BEGIN RECORDS FOR PROCESSING

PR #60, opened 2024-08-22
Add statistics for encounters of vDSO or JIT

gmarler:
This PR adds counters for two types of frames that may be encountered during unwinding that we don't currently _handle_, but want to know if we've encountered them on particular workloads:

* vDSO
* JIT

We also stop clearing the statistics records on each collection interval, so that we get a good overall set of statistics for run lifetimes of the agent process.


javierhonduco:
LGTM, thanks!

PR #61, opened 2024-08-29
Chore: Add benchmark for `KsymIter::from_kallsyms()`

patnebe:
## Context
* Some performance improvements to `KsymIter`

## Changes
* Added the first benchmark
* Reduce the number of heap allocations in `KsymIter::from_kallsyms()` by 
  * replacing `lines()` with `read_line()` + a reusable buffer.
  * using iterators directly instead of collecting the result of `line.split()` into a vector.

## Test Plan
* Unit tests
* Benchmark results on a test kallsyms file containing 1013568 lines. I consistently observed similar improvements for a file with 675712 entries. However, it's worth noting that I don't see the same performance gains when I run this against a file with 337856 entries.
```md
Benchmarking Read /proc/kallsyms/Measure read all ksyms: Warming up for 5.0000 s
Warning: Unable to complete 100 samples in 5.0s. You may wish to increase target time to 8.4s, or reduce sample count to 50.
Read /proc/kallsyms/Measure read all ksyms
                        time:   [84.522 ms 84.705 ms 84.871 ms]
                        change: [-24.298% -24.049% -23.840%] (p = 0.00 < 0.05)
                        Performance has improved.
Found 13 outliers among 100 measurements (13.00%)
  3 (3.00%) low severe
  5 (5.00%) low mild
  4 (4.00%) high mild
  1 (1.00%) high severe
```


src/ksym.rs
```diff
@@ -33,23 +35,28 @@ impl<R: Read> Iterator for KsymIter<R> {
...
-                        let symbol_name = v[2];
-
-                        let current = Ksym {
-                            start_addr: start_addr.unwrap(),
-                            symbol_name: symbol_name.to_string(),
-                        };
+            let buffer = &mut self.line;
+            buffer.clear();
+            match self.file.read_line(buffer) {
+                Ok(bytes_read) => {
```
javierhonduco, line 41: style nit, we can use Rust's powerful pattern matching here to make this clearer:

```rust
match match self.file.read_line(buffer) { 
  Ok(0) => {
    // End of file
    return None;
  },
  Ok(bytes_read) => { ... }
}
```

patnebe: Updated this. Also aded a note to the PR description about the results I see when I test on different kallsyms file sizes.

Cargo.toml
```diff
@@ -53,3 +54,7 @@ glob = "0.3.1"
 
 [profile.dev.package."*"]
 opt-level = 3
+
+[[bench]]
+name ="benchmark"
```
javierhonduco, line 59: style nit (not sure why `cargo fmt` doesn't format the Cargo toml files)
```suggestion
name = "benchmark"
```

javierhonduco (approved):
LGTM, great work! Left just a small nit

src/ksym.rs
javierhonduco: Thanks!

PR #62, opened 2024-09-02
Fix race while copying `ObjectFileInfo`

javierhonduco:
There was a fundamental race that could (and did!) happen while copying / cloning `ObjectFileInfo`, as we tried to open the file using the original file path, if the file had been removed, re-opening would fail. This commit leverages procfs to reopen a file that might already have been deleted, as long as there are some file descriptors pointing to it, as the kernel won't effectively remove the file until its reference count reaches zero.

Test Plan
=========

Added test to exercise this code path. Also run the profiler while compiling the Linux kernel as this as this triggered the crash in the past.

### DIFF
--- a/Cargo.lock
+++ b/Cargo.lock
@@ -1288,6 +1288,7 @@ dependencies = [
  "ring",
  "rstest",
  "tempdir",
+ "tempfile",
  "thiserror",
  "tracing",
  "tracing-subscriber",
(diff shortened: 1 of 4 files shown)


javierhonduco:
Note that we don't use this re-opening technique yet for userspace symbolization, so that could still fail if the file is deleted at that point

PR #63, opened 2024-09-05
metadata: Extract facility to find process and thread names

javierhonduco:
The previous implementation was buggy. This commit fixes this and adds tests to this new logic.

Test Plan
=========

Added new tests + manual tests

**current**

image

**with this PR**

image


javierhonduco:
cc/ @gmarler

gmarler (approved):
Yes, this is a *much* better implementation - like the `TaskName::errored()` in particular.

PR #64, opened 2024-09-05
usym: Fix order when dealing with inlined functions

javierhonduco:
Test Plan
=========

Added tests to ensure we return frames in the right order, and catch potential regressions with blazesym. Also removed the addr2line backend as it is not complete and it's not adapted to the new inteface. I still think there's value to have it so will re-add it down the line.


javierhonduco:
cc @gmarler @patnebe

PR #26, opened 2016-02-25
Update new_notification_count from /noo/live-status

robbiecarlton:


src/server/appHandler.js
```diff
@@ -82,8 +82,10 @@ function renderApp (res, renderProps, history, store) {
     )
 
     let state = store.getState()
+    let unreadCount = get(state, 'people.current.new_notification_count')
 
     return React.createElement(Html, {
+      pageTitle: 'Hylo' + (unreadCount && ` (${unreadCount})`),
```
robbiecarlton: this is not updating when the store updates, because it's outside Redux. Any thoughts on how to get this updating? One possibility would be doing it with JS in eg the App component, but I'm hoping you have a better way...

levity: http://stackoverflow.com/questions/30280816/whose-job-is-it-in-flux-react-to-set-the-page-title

END RECORDS FOR PROCESSING
BEGIN RECORDS FOR PROCESSING

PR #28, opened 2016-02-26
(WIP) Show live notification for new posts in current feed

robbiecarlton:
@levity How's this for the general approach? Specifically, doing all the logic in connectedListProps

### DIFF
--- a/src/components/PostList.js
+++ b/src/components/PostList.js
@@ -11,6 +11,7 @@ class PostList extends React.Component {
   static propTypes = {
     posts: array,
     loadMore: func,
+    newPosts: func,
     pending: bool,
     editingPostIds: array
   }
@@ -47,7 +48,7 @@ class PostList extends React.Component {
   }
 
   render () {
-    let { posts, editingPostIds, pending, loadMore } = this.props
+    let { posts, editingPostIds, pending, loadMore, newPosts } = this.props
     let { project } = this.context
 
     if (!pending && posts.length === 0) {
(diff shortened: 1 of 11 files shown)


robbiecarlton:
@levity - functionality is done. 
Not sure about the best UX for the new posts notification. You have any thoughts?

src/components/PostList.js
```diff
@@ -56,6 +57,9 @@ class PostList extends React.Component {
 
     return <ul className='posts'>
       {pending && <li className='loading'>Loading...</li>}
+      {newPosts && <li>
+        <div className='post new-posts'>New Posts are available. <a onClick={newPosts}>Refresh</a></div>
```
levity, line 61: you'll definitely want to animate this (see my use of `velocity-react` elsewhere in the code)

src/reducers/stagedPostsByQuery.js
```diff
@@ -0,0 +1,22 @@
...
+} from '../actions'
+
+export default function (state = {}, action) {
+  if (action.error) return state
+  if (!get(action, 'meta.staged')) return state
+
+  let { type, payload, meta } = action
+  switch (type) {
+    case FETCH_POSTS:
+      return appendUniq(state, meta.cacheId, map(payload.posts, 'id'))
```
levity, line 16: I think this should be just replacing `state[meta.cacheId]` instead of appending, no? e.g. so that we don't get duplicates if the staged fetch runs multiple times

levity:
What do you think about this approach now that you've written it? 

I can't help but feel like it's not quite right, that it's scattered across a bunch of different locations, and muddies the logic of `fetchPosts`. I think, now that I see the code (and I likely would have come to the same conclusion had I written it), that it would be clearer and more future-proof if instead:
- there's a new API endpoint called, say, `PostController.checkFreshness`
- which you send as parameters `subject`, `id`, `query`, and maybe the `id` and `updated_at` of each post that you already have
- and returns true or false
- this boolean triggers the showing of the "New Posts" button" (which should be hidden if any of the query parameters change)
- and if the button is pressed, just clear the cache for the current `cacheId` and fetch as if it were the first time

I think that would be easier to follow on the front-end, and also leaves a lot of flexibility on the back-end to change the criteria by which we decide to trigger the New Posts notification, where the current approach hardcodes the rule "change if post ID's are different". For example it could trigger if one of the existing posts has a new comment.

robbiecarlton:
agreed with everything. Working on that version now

END RECORDS FOR PROCESSING

WORK TO COMPLETE ::
Output, from the data above, the lines from the line with "patnebe: Updated this." to the line with "--- a/Cargo.lock" exactly as they stand, both ends included and nothing else.

RESPONSE AREA ::
patnebe: Updated this. Also aded a note to the PR description about the results I see when I test on different kallsyms file sizes.

Cargo.toml
```diff
@@ -53,3 +54,7 @@ glob = "0.3.1"
 
 [profile.dev.package."*"]
 opt-level = 3
+
+[[bench]]
+name ="benchmark"
```
javierhonduco, line 59: style nit (not sure why `cargo fmt` doesn't format the Cargo toml files)
```suggestion
name = "benchmark"
```

javierhonduco (approved):
LGTM, great work! Left just a small nit

src/ksym.rs
javierhonduco: Thanks!

PR #62, opened 2024-09-02
Fix race while copying `ObjectFileInfo`

javierhonduco:
There was a fundamental race that could (and did!) happen while copying / cloning `ObjectFileInfo`, as we tried to open the file using the original file path, if the file had been removed, re-opening would fail. This commit leverages procfs to reopen a file that might already have been deleted, as long as there are some file descriptors pointing to it, as the kernel won't effectively remove the file until its reference count reaches zero.

Test Plan
=========

Added test to exercise this code path. Also run the profiler while compiling the Linux kernel as this as this triggered the crash in the past.

### DIFF
--- a/Cargo.lock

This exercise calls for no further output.